Application of cells for manufacturing purposes dates back to ancient times when yeast was used to brew beer and leaven bread. However, cells were not utilized for producing medication until 1943 when Penicillium was produced as a medication using a microorganism called Penicillium chrysogenum. In recent decades biopharmaceuticals have been an effective method for treating life-threatening diseases such as HIV/AIDS as well as different types of cancer. To improve the productivity and efficiency of the manufacturing process of biopharmaceuticals, growth control of recombinant cells such as Eschericia coli is considered an essential factor. The results from several studies highlight the fact that to achieve the optimal conditions for product formation, it is crucial to control parameters such as pH, DCO₂, DO, and glucose. Information obtained from monitoring the bioprocesses could play a major role in developing appropriate control systems. The importance of process monitoring has led to developing new techniques to measure a variety of elements such as ions, substrates, and products. However, sensors are yet considered as primitive because of not being capable of monitoring the cell culture processes using reliable and precise models. Disposable small-scale cell culture vessels are widely used in studies conducted at early stages of bioprocess development as well as in academia. However, due to the lack of appropriate sensors, these vessels are not equipped with monitoring systems which makes these processes less repeatable and reliable as they are not studied from analytical point of view. FDA (Food and Drug Administration) seeks compliance in biopharmaceutical industry as well as operational control applying modern process control tools and techniques through process analytical technologies (PAT) initiative. This initiative is an indication of the fact that monitoring systems play crucial role in providing more reliable information from bioprocesses and improving the products.

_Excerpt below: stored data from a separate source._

PR #19247, opened 2026-04-24
chore: apply truncation policy to unified_exec

sayan-oai:
we were not respecting turn's `truncation_policy` to clamp output tokens for `unified_exec` and `write_stdin`.

this meant truncation was only being applied by `ContextManager` before the output was stored in-memory (so it _was_ being truncated from model-visible context), but the full output was persisted to rollout on disk.

now we respect that `truncation_policy` and `ContextManager`-level truncation remains a backup.

### Tests
added tests, tested locally.

### DIFF
--- a/codex-rs/core/src/tools/handlers/unified_exec_tests.rs
+++ b/codex-rs/core/src/tools/handlers/unified_exec_tests.rs
@@ -2,6 +2,7 @@ use super::*;
 use crate::shell::default_user_shell;
 use crate::tools::handlers::parse_arguments_with_base_path;
 use crate::tools::handlers::resolve_workdir_base_path;
+use crate::unified_exec::DEFAULT_MAX_OUTPUT_TOKENS;
 use codex_protocol::models::FileSystemPermissions;
 use codex_protocol::models::PermissionProfile;
 use codex_tools::UnifiedExecShellMode;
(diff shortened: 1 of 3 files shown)


codex-rs/core/tests/suite/unified_exec.rs
```diff
@@ -1230,6 +1230,196 @@ async fn exec_command_reports_chunk_and_exit_metadata() -> Result<()> {
...
+    let outputs = collect_tool_outputs(&bodies)?;
+    let start_output = outputs
+        .get(start_call_id)
+        .expect("missing start exec_command output");
+    assert!(
+        start_output.process_id.is_some(),
+        "start command should leave a running process for write_stdin"
+    );
+
+    let stdin_output = outputs
```
pakrym-oai: let's do a stricter regex match, hardcode exact token numbers too

pakrym-oai: search for assert_regex_match

codex-rs/core/tests/suite/unified_exec.rs
```diff
@@ -1230,6 +1230,196 @@ async fn exec_command_reports_chunk_and_exit_metadata() -> Result<()> {
...
+        "expected write_stdin output to be truncated by policy despite large model request: {:?}",
+        stdin_output.output
+    );
+    assert!(
+        stdin_output.output.len() < 1_000,
+        "expected policy-sized write_stdin output, got {} bytes",
+        stdin_output.output.len()
+    );
+    assert!(
+        stdin_output.original_token_count.unwrap_or_default() > 50,
```
pakrym-oai: How do we know it's not global truncation?

codex-rs/core/tests/suite/unified_exec.rs
pakrym-oai: This is so the test is more resistant to accidental changes in logic.

codex-rs/core/src/tools/handlers/unified_exec_tests.rs
```diff
@@ -23,6 +24,34 @@ use crate::tools::registry::ToolHandler;
 use crate::turn_diff_tracker::TurnDiffTracker;
 use tokio::sync::Mutex;
 
+#[test]
+fn max_output_tokens_resolves_default_and_clamps_to_policy() {
```
pakrym-oai: I don't know how useful this test is considering the integration one.

codex-rs/core/tests/suite/unified_exec.rs
sayan-oai: changed to look at `RawResponseItem`s, since those arent truncated by `ContextManager`. if its truncated by then, it must have happened at the `unified_exec` level, as intended.

pakrym-oai (approved):

PR #19280, opened 2026-04-24
[codex] Migrate thread turns list to thread store

wiltzius-openai:
- migrate `thread/turns/list` to ThreadStore. Uses ThreadStore for most data now but merges in the in-memory state from thread manager
- keep v2 `thread/list` pathless-store friendly by converting `StoredThread` directly to API `Thread`
- add regression coverage for pathless store history/listing

### DIFF
--- a/codex-rs/app-server/src/codex_message_processor.rs
+++ b/codex-rs/app-server/src/codex_message_processor.rs
@@ -261,7 +261,6 @@ use codex_core::exec::ExecParams;
 use codex_core::exec_env::create_env;
 use codex_core::find_archived_thread_path_by_id_str;
 use codex_core::find_thread_name_by_id;
-use codex_core::find_thread_names_by_ids;
 use codex_core::find_thread_path_by_id_str;
 use codex_core::path_utils;
 use codex_core::plugins::PluginInstallError as CorePluginInstallError;
@@ -371,7 +370,6 @@ use codex_state::ThreadMetadata;
 use codex_state::ThreadMetadataBuilder;
 use codex_state::log_db::LogDbLayer;
 use codex_thread_store::ArchiveThreadParams as StoreArchiveThreadParams;
-#[cfg(debug_assertions)]
 use codex_thread_store::InMemoryThreadStore;
 use codex_thread_store::ListThreadsParams as StoreListThreadsParams;
 use codex_thread_store::LocalThreadStore;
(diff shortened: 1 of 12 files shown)


codex-rs/app-server/src/codex_message_processor.rs
```diff
@@ -4271,95 +4260,38 @@ impl CodexMessageProcessor {
...
                 // the server has to rebuild the full turn list until turn metadata is indexed
                 // separately.
-                let has_live_in_progress_turn =
-                    match self.thread_manager.get_thread(thread_uuid).await {
-                        Ok(thread) => matches!(thread.agent_status().await, AgentStatus::Running),
-                        Err(_) => false,
-                    };
-                let turns = reconstruct_thread_turns_from_rollout_items(
+                let loaded_thread = self.thread_manager.get_thread(thread_uuid).await.ok();
+                let has_live_in_progress_turn = match loaded_thread.as_ref() {
```
starr-openai: from codex:
```
thread/turns/list only merges the in-memory active turn when agent_status == Running. The existing resume path also checks
     active_turn_snapshot().status == InProgress because turn events can arrive before runtime status catches up. In that window this API can omit the current turn from paginated results. Reuse the resume-path predicate and merge the
     snapshot when present.
```

codex-rs/app-server/src/codex_message_processor.rs
```diff
@@ -4271,95 +4260,38 @@ impl CodexMessageProcessor {
...
+                    // Persisted history may not yet include the currently running turn. The
+                    // app-server listener has already projected live turn events into ThreadState,
+                    // so merge that in-memory snapshot before paginating.
+                    let thread_state = self.thread_state_manager.thread_state(thread_uuid).await;
+                    let active_turn = {
+                        let state = thread_state.lock().await;
+                        state.active_turn_snapshot()
+                    };
+                    if let Some(active_turn) = active_turn {
+                        merge_turn_history_with_active_turn(&mut turns, active_turn);
```
starr-openai: ^ is this logic that should be consolidated into ThreadStore directly?

wiltzius-openai: I don’t think this should move into ThreadStore directly. ThreadStore is interface for persisted history/metadata state, while this merge is app-server specific: it combines persisted history with the in-memory "live" turn state from thread manager.

There's def an argument to be made that we should have an interface to do that merging, although I've added a lot of interface already so don't know if I'm going too overboard.

codex-rs/app-server/src/codex_message_processor.rs
wiltzius-openai: Added a regression test (that now passes) for this case!

starr-openai (approved):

This work is an effort to improve the small-scale cell culture studies by developing a prototype equipped with non-invasive continuous monitoring system for DCO₂ (featuring a sampler mounted outside the vessel) and glucose. Improvements were implemented on the original design of the CO₂ sensor and the sensor was integrated with the T-flask. The promising results from the noninvasive monitoring of DCO₂ in cell cultures in the T-flask are presented. Furthermore, future studies regarding noninvasive monitoring system for glucose as well as the application of the pH, DCO₂, DO and glucose sensors as a monitoring system of the cell proliferation, differentiation and metabolic activity of cells are discussed.